Claude The French Bid Farewell To One Of Their Greatest

It is not the denim giant Levi Strauss the world is looking upon today; instead, journalists across the globe are paying homage to French anthropologist Claude Lévi-Strauss, who died on Friday at the age of 100. Following his death, which was announced this morning, we take a look at exactly how important this Frenchman's work was.

"There has been no comparable successor to him in France," Edward Rothstein of the New York Times wrote. Lévi-Strauss was a pioneer of structuralism, or the idea that universal characteristics form the foundations of societies that are different from one another on topical levels. That is, all societies share common traits and primitive societies are no less intelligent than the Western societies that had previously regarded themselves as more complex, or advanced. Lévi-Strauss and his ideas were remarkably forward-thinking and laid the groundwork for the majority of successive anthropological work.
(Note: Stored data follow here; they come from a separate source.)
PR #776, opened 2019-09-23
Fix closing of dirs in doSafeMakeDir

odinuge:

This fixes the issue where "childFD" from syscall.Openat is assigned to
a local variable inside the for loop, instead of the correct one in the
function scope. This results in that when trying to close the "childFD"
in the function scope, it will be equal to "-1", instead of the correct
value.

**Which issue this PR fixes** *(optional, in `fixes #<issue number>(, fixes #<issue_number>, ...)` format, will close that issue when PR gets merged)*:

See: https://github.com/kubernetes/kubernetes/pull/79534, https://github.com/kubernetes/kubernetes/pull/82873 & https://github.com/kubernetes/kubernetes/pull/82980

**Release note**:

```release-note
Fix possible fd leak and closing of dirs in doSafeMakeDir
```

### DIFF
--- a/pkg/util/mount/mount_linux.go
+++ b/pkg/util/mount/mount_linux.go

What is interesting, following the death of such an influential thinker, is the discrepancy between how Lévi-Strauss was viewed several decades ago and how the world perceives him now. At the time that his research was being conducted, his critics outnumbered his supporters and "attacked him for ignoring history and geography, using myths from one place and time to help illuminate myths from another, without demonstrating any direct connection or influence," according to the New York Times piece. But his work has been instrumental to almost all subsequent development of anthropological thought, exhibiting the manner in which a controversial intellect of one generation can often be the most important figure of later generations' research.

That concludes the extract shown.